Kepala UPTD PPA, Erni Patriani SE MM.Inov usai memberikan.keterangan media. (Foto: de)
PenaTenggara.com, (Sumbawa Barat) – Kasus seksual pada anak di Sumbawa Barat cukup memprihatinkan. Berdasarkan data Dinas Pengendalan Penduduk Keluarga Berencana Pemberdayaan Perempuan dan Perlindungan Anak (DP2KBP3A) Sumbawa Barat bahwa kasus seksual yang terjadi pada anak cendrung mengalami kenaikkan.
Pada tahun 2023 lalu, kasus seksual pada sebanyak 11 kasus. Tahun 2024 naik menjadi 19 kasus dan per/Maret tahun 2025, jumlah kasus seksual pada anak sebanyak 6 kasus.
“Kasus seksual merupakan salah satu yang menonjol yang terjadi pada anak,” ungkap Kepala Dinas DP2KBP3A, Agus Purnawan S.Pi.,MM melalui Kepala Unit Pelayanan Teknis Dinas (UPTD)Perempuan dan Perlindungan Anak (PPA) Erni Patriani SE.,MM. Inov pada media, Senin (17/3) kemarin.
Secara keseluruhan, sambung Kepala UPTD PPA itu, kasus yang terjadi pada anak pada tahun 2023 sebanyak 28 kasus dengan rincian seksual 11, kekerasan fisik 7, penelantaran 1 kasus di Kecamatan Taliwang, non-fisik 1 kasus dan lain-lainnya 5 kasus. Sementara tahun 2024 lalu terdapat 27 kasus dengan rincian seksual 19 kasus, kekerasan fisik 7 kasus, psikis 4 kasus, korban Tindak Pidana Penjualan Orang (TPPO) 2 kasus dan lain-lainya sebanyak 2 kasus. Sedangkan di tahun 2025 ini, ada 9 kasus dengan 7 anak sebagai korban dan 14 anak sebagai pelaku. Rincian dari kasus anak tahun 2025 ialah kekerasan seksual 6 kasus, TPPO 1 kasus dan kekerasan 2 kasus.
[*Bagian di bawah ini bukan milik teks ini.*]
PR #1053, opened 2021-02-21
DISPATCH-1814 use autopep8 to reformat Python code for PEP 8

jiridanek:


jiridanek:
I read through the diff twice and it looks OK to me. Besides, it was created by automated tool, so there shouldn't be careless mistakes in it. I guess I won't be able to persuade anyone else to read it too :( It is probably best to get this over with.

PR #1059, opened 2021-02-27
DISPATCH-1974 Update deprecated assertEquals, remove suppression H234

jiridanek:


jiridanek:
This is a trivial fix, unlikely to cause any flake8 problems with PRs down the road, so let's just merge it.

PR #1064, opened 2021-03-05
DISPATCH-1989 Test w/ libuv in GitHub Actions CI

jiridanek:


jiridanek:
There does not seem to be much interest in libuv beyond that one issue. And it is probably better to keep GHA jobs lean and mean; I prefer to put in a Windows job eventually in the future, rather than libuv one.

PR #1074, opened 2021-03-15
DISPATCH-2001: set streaming link priority to 4

kgiusti:
Use the default priority when creating streaming links.

### DIFF
--- a/src/router_core/connections.c
+++ b/src/router_core/connections.c
@@ -1443,6 +1443,7 @@ qdr_link_t *qdr_connection_new_streaming_link_CT(qdr_core_t *core, qdr_connectio
 
     if (out_link) {
         out_link->streaming = true;
+        out_link->priority = 4;
         if (!conn->has_streaming_links) {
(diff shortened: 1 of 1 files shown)


ChugR (approved):

src/router_core/connections.c
```diff
@@ -1443,6 +1443,7 @@ qdr_link_t *qdr_connection_new_streaming_link_CT(qdr_core_t *core, qdr_connectio
 
     if (out_link) {
         out_link->streaming = true;
+        out_link->priority = 4;
```
ganeshmurthy, line 1446: Should we instead default the priority field in the qdr_link to 4  ?

kgiusti: We could - this was the least-risk minimal fix in case we needed to backport to 1.15.0.

Going forward we probably need to consider making all router control traffic a higher priority than any user-generated traffic.

ganeshmurthy (approved):

PR #1077, opened 2021-03-19
DISPATCH-2011 Add aarch64 .travis.yml job; add HWASAN option

jiridanek:


jiridanek:
I noticed that Aarch64 tended to get scheduled on Travis a bit sooner than the amd64 builds! Also, I noticed that Travis has the s390x arch available, https://blog.travis-ci.com/2019-11-12-multi-cpu-architecture-ibm-power-ibm-z. That could be a good thing to take advantage of.

PR #1090, opened 2021-03-27
DISPATCH-2025 Compile using C11 language version

jiridanek:
I thought about this more and I see no downside in doing this change now. C11 is well supported, with the exceptions of those atomics in GCC 4.8.5, which I already took care of, and C99 -> C11 is not a huge change.

### DIFF
--- a/CMakeLists.txt
+++ b/CMakeLists.txt
@@ -32,7 +32,7 @@ if (DEFINED CMAKE_C_COMPILE_FEATURES)
 else()
     set(C_STANDARD_GNU "-std=gnu11")
     set(C_STANDARD_Clang "-std=gnu11")
-    set(C_STANDARD_SunPro "-xc11")
+    set(C_STANDARD_SunPro "-std=c11")
 
     set(C_STANDARD_FLAGS ${C_STANDARD_${CMAKE_C_COMPILER_ID}})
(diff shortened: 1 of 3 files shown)


CMakeLists.txt
```diff
@@ -20,11 +20,46 @@
...
+    set(CMAKE_C_STANDARD_REQUIRED ON)
+    set(CMAKE_C_EXTENSIONS ON) # gnu11
+
+    set(CMAKE_CXX_STANDARD 11)
+    set(CMAKE_CXX_STANDARD_REQUIRED ON)
+    set(CMAKE_CXX_EXTENSIONS OFF)
+else()
+    set(C_STANDARD_GNU "-std=gnu11")
+    set(C_STANDARD_Clang "-std=gnu11")
+    set(C_STANDARD_SunPro "-xc11")
```
jiridanek, line 35: or `-std=c11`? https://docs.oracle.com/cd/E37069_01/html/E37074/appxc.html

jiridanek: My best guess is `-std=c11` for SunPro. I'll put it there and we will see when somebody who actually has SunOS tries to compile.

jiridanek, line 35:
```suggestion
    set(C_STANDARD_SunPro "-std=c11")
```

PR #1097, opened 2021-04-01
DISPATCH-2029: Added a base class and moved some of the http1 adaptor…

ganeshmurthy:
… tests to this base class. Also introduced a new test that executes http1 tests over tcp

### DIFF
--- a/tests/CMakeLists.txt
+++ b/tests/CMakeLists.txt
@@ -162,6 +162,7 @@ foreach(py_test_module
     system_tests_open_properties
     ${SYSTEM_TESTS_HTTP2}
     system_tests_http1_adaptor
+    system_tests_http1_over_tcp
     system_tests_tcp_adaptor
     )
 
--- a/tests/system_tests_http1_base.py
+++ b/tests/system_tests_http1_base.py
@@ -1,0 +1,1187 @@
+#
+# Licensed to the Apache Software Foundation (ASF) under one
+# or more contributor license agreements.  See the NOTICE file
+# distributed with this work for additional information
+# regarding copyright ownership.  The ASF licenses this file
+# to you under the Apache License, Version 2.0 (the
+# "License"); you may not use this file except in compliance
+# with the License.  You may obtain a copy of the License at
+#
+#   http://www.apache.org/licenses/LICENSE-2.0
+#
+# Unless required by applicable law or agreed to in writing,
+# software distributed under the License is distributed on an
+# "AS IS" BASIS, WITHOUT WARRANTIES OR CONDITIONS OF ANY
+# KIND, either express or implied.  See the License for the
+# specific language governing permissions and limitations
+# under the License.
+#
+import socket
+import uuid
+from threading import Thread
+
+from time import sleep
+try:
+    from http.server import HTTPServer, BaseHTTPRequestHandler
+    from http.client import HTTPConnection
+    from http.client import HTTPException
+except ImportError:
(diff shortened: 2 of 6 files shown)


tests/system_tests_http1_base.py
```diff
@@ -0,0 +1,1187 @@
...
+                                % (key, value, rsp.getheader(key)))
+
+        body = rsp.read()
+        if (self.expect_body and self.expect_body != body):
+            raise Exception("Bad response body expected %s got %s"
+                            % (self.expect_body, body))
+        return body
+
+
+class CommonHttp1AdaptorEdge2EdgeTest():
```
kgiusti, line 370: add object as parent class

tests/system_tests_http1_base.py
```diff
@@ -0,0 +1,1187 @@
...
+                                      repeat=2)
+        client10.wait()
+        self.assertIsNone(client10.error)
+        self.assertEqual(4, client10.count)
+
+        server11.wait()
+        server10.wait()
+
+
+class CommonHttp1AdaptorOneRouterTest():
```
kgiusti, line 732: also here

tests/system_tests_http1_base.py
```diff
@@ -0,0 +1,1187 @@
+#
```
kgiusti, line 1: Hmmm... I think this file shouldn't be a "system_tests_*" file since it does not define any TestCases.  It defines a set of HTTP/1.x tests that are shared between the http1_adaptor TestCases and http1_over_tcp TestCases.

Name this fine something like http1_tests.py instead otherwise I think people will be tempted to add HTTP/1.x TestCases here instead of in the proper system_tests_*.py files.

tests/system_tests_http1_base.py
```diff
@@ -0,0 +1,1187 @@
...
+        client.close()
+
+    def test_008_put_10(self):
+        client = HTTPConnection("127.0.0.1:%s" % self.http_listener10_port,
+                                timeout=TIMEOUT)
+        self._do_request(client, self.TESTS_10["PUT"])
+        client.close()
+
+
+class Http1OneRouterTestBase(TestCase):
```
kgiusti, line 1125: Why is this broken up into two classes: Http1OneRouterTestBase and CommonHttp1AdaptorOneRouterTest?   Since they must be inherited from together why not just combine them into a single class?

ganeshmurthy: The CommonHttp1AdaptorOneRouterTest contains only the tests, it does not have any setup information. In the future, this separation enables the the battery of tests in CommonHttp1AdaptorOneRouterTest to be run against a totally different setup

tests/CMakeLists.txt
```diff
@@ -162,6 +162,7 @@ foreach(py_test_module
     system_tests_open_properties
     ${SYSTEM_TESTS_HTTP2}
     system_tests_http1_adaptor
+    system_tests_http1_over_tcp
```
jiridanek, line 165: This test needs to be disabled on macOS, because it depends on raw-connections functionality in Proton. That's not available in the libuv proactor. I filled a Jira for it before I realized the test is simply incompatible with macOS https://issues.apache.org/jira/browse/DISPATCH-2042.

Please add test name to

https://github.com/apache/qpid-dispatch/blob/db30cb043bece740b5273b137057aa67b161ed50/.travis.yml#L139-L140

kgiusti (commented):
I'm good with this once Jiri's request has been added.

PR #1103, opened 2021-04-05
DISPATCH-2023: Set self.reactor in on_start

ganeshmurthy:


jiridanek (approved):
lgtm, this should take care of the exception, hopefully!

PR #1273, opened 2021-06-24
DISPATCH-2184: invoke Q2 unblock handler on Q2 disable

kgiusti:


src/router_node.c
```diff
@@ -2108,10 +2112,6 @@ static void CORE_delivery_update(void *context, qdr_delivery_t *dlv, uint64_t di
                 // and if it is blocked by Q2 holdoff, get the link rolling again.
                 //
                 qd_message_Q2_holdoff_disable(msg);
-
-                qd_link_t_sp *safe_ptr = NEW(qd_link_t_sp);
-                set_safe_ptr_qd_link_t(link, safe_ptr);
-                qd_connection_invoke_deferred(qd_conn, deferred_AMQP_rx_handler, safe_ptr);
```
ganeshmurthy, line 2114: So no need to do invoke the deferred_AMQP_rx_handler anymore

kgiusti: The change to qd_message_Q2_holdoff_disable() now calls it automagically only if necessary (actually in Q2 block).  If you look at qd_message_receive() you'll see where qd_message_set_q2_unblocked_handler() is called to register the deferred_AMQP_rx_handler when the message is first created.

With this change we don't have to take the extra step to explicitly schedule the handler every time we want to disable Q2.

ganeshmurthy (approved):

PR #1275, opened 2021-06-28
DISPATCH-1539: remove Python 2 idioms and compatibiltiy constructs

jiridanek:


jiridanek:
I tried to use `2to3` script, but  many additional changes were manual.

I'll have to go over this later; there is lots of little changes that I should look over few times, to try to catch any error I might've introduced in the manual fixes.

kgiusti (approved):

PR #1276, opened 2021-06-28
DISPATCH-2186 Mark test helpers so that PyTest does not attempt test collection on them

jiridanek:


ganeshmurthy:
So, this change is to suppress test collection on those classes so that the following warning does not show up ?
` /home/runner/work/qpid-dispatch/qpid-dispatch/qpid-dispatch/tests/system_test.py:1259: PytestCollectionWarning: cannot collect test class 'TestTimeout' because it has a __init__ constructor (from: )`

jiridanek:
> So, this change is to suppress test collection on those classes so that the following warning does not show up ?

Exactly. And the test collection should be suppressed, because those classes contain no unittests methods of their own.

ganeshmurthy (approved):

PR #1279, opened 2021-06-28
DISPATCH-1539: Remove the remainder of py2 code from Dispatch

jiridanek:


.travis.yml
```diff
@@ -118,8 +119,6 @@ jobs:
     os: linux
     dist: focal
     compiler: clang
-    python:
-      - "3.9"
```
jiridanek, line 122: this setting was ignored anyways (requires `language: python`, not `language: c`)

tests/management_test/schema.py
```diff
@@ -22,19 +22,9 @@
...
 from qpid_dispatch_internal.management.schema import Schema, BooleanType, EnumType, AttributeType, ValidationError, EnumValue, EntityType
 
 
-def replace_od(thing):
-    """Replace OrderedDict with dict"""
-    if isinstance(thing, OrderedDict):
-        return dict((k, replace_od(v)) for k, v in thing.items())
-    if isinstance(thing, list):
-        return [replace_od(t) for t in thing]
-    return thing
```
jiridanek, line 35: dead code

gemmellr:
Did this perhaps miss https://github.com/apache/qpid-dispatch/blob/44c14b799811a0898a47eee94ac7babc7fbb30dd/python/qpid_dispatch_internal/compat/__init__.py? Seems to contain related code to that noted dead above.

jiridanek:
@gemmellr The OrderedDict function? Yes; on outward inspection, that should not be needed, but it is not actually dead, it is still being called. The UNICODE and BINARY functions are actually used and as far as I can tell they make sense even in Python 3 world. There are some uses that I can eliminate! Calling `UNICODE('literal string')` does not make sense. Good catch. Also, files can be opened as utf-8 text files, removing need for later conversion there. But I expect some uses will still remain.

Maybe the package should be renamed from `compat` to something like `utils`?

gemmellr:
Yep, it was mainly the name and description, and the fact it also did similar dict things to those removed, that made me raise it....if the code makes sense it should be kept, just maybe not there.

PR #1280, opened 2021-06-29
DISPATCH-1619 Close connections created in system_test by wait_router_connected

jiridanek:


ChugR:
+1, Yes, use 'expected'.

jiridanek:
The "obvious" patch did not fix macOS; I'll have to investigate more.

jiridanek:
At least now I know that reverting f42ea178a876a6367372daaa444d6c4287fb4b57 fixes the macOS build. Now I just need to find where FDs are leaking or are used in excessive numbers. Or maybe I need to increase the limit ;P

ganeshmurthy (approved):

PR #1281, opened 2021-07-01
DISPATCH-2189: fix 100-Continue bug, add curl tests

kgiusti:


tests/http1_tests.py
```diff
@@ -1353,3 +1356,189 @@ def client_response_close_test(self, server_port, client_port):
...
         client.wait()
         server.wait()
+
+
+class Http1CurlTestsMixIn(object):
+    """
+    Test cases using curl as the command line client
+    """
+
+    def _run_curl(self, args, input=None, timeout=TIMEOUT):
```
ganeshmurthy, line 1366: Can we put this run_curl in say system_test.py so the http2 can use it as well. Otherwise this will go the way of run_qdstat, there are so many of those all over the place, most of them doing the same thing.

kgiusti: Done.  Updated http2 tests as well.

ganeshmurthy (approved):

PR #1300, opened 2021-07-16
DISPATCH-2199: Function cleanup_link should use qd_alloc_deref_safe_ptr

ChugR:


kgiusti (approved):
+1, but I recommend going a bit further and replacing the the code on lines 1228+1229 with at call to qd_alloc_set_safe_ptr() rather than mucking with the structure directly....

PR #1303, opened 2021-07-17
DISPATCH-2200 Add basic TCP adaptor microbenchmarks

jiridanek:


tests/c_benchmarks/bm_tcp_adapter.cpp
```diff
@@ -103,3 +221,143 @@ static void BM_TCPEchoServerLatencyWithoutQDR(benchmark::State &state)
...
+};
+
+class DispatchRouterSubprocessTcpLatencyTest
+{
+    int pid;
+
+   public:
+    DispatchRouterSubprocessTcpLatencyTest(std::string configName)
+    {
+        pid = fork();
```
jiridanek, line 262: I really like this! Since dispatch is compiled in, it can be exec'd by forking the test/benchmark process. With (considerable) work, it would be possible to even have two-way interactions with the forked process, using some Linux IPC... Just running qdmanage is simpler and probably better, though.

“Tren kenaikan kasus seksual pada anak ini naik karena masyarakat mulai sadar hukum. Sehingga setiap ada kesalahan langsung di laporkan baik kepada aparat hukum dan juga pemerintah melalui leading sektor,” bebernya.
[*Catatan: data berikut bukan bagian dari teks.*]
PR #1305, opened 2021-07-20
DISPATCH-2204 Fix "dictionary changed size during iteration" errors

jiridanek:
I've reviewed #1275 (again) and I found nothing more. Hopefully this will be the last fixup.

### DIFF
--- a/src/adaptors/tcp_adaptor.c
+++ b/src/adaptors/tcp_adaptor.c
@@ -1340,7 +1340,7 @@ void qd_dispatch_delete_tcp_connector(qd_dispatch_t *qd, void *impl)
     qd_tcp_connector_t *ct = (qd_tcp_connector_t*) impl;
     if (ct) {
         //need to close the pseudo-connection used for dispatching
-        //deliveries out to live connnections:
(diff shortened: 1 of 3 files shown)


src/adaptors/tcp_adaptor.c
```diff
@@ -1340,7 +1340,7 @@ void qd_dispatch_delete_tcp_connector(qd_dispatch_t *qd, void *impl)
     qd_tcp_connector_t *ct = (qd_tcp_connector_t*) impl;
     if (ct) {
         //need to close the pseudo-connection used for dispatching
-        //deliveries out to live connnections:
+        //deliveries out to live connections:
```
ChugR, line 1343: I'd prefer to see changes like this typo fix pushed as a separate commit. It could be NO-JIRA even. Don't let it stop this PR though.

ChugR (approved):

src/adaptors/tcp_adaptor.c
jiridanek: allright; next time, then

PR #1308, opened 2021-07-21
Dispatch 2166 - Thread safety improvements for message flags accessed by multiple threads

ChugR:
This PR is created with a series of commits where each commit changes one message variable. Small commits make it easier to see how each variable was handled.

### DIFF
--- a/src/message.c
+++ b/src/message.c
@@ -1020,10 +1020,11 @@ qd_message_t *qd_message()
 
     ZERO(msg->content);
     msg->content->lock = sys_mutex();
-    sys_atomic_init(&msg->content->ref_count, 1);
     sys_atomic_init(&msg->content->aborted, 0);
     sys_atomic_init(&msg->content->discard, 0);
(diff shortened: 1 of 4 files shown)


src/message.c
```diff
@@ -1225,7 +1241,7 @@ int qd_message_get_phase_annotation(const qd_message_t *in_msg)
 void qd_message_set_stream_annotation(qd_message_t *in_msg, bool stream)
 {
     qd_message_pvt_t *msg = (qd_message_pvt_t*) in_msg;
-    msg->content->ma_stream = stream;
+    sys_atomic_set(&msg->content->ma_stream, (stream ? 1 : 0));
```
ganeshmurthy, line 1244: just a thought. Instead of calling sys_atomic_set can we do the following - 
if (stream) {
SET_ATOMIC_FLAG(&msg->content->ma_stream)
}
else {
CLEAR_ATOMIC_FLAG(&msg->content->ma_stream)
}

kgiusti (approved):

PR #1310, opened 2021-07-21
DISPATCH-2207: fix qd_connection_t leak

kgiusti:


src/server.c
```diff
@@ -1352,9 +1352,12 @@ static void try_open_cb(void *context)
         // else deleted or failed - on failed wait until after connection is freed
         // and state is set to CXTR_STATE_CONNECTING (timer is rescheduled then)
         try_open_lh(ct, ctx);
+        ctx = 0;  // owned by ct
     }
 
     sys_mutex_unlock(ct->lock);
+
+    free_qd_connection_t(ctx);  // noop if ctx == 0
```
ganeshmurthy, line 1360: My comment is not about this fix but about the readability of this code. A previous commit moved the creation of qd_connection_t from inside of try_open_lh() to try_open_cb() and this is to avoid the lock issues caused by the connector-entity cache lock inversion. From my point of view the previous code was super easy to understand. This code is not. Instead of getting rid of the entity cache concept completely, we are keeping it and making the code much less readable.

ganeshmurthy (approved):

PR #1311, opened 2021-07-22
Mick log rewrite 2

mgoulish:


kgiusti:
This patch LGTM, but I'd like to land this right after we drop the freeze for 1.17.0 with the goal of having a complete fix for [DISPATCH-1956](https://issues.apache.org/jira/browse/DISPATCH-1956) in 1.18.0.

kgiusti (approved):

Masih dari keterangan Erni, kasus pada anak yang terjadi di Sumbawa Barat tidak menutup kemungkinan seperti fenomena gunung es. Artinya, kejadiannya di tutup-tutupi. Sehingga, penanganan perkara dan penyelesaiannya di lakukan secara kekeluargaan.
Nah, terhadap anak yang menjadi korban dari kasus tersebut, UPTD PPA, sambung Erni berkomitmen memberikan perlindungan. Sementara pelaku dari setiap kasus itu, tetap di proses berdasarkan hukum yang berlaku.
“Mereka harus menerima hukuman dari apa yang telah mereka perbuat agar jangan sampai terulang kembali. Dan yang paling penting lagi, orang tua dapat melakukan pengawasan terhadap anaknya sehingga mereka peduli terhadap lingkaran anaknya bergaul,” pungasnya mantan lurah Arken itu.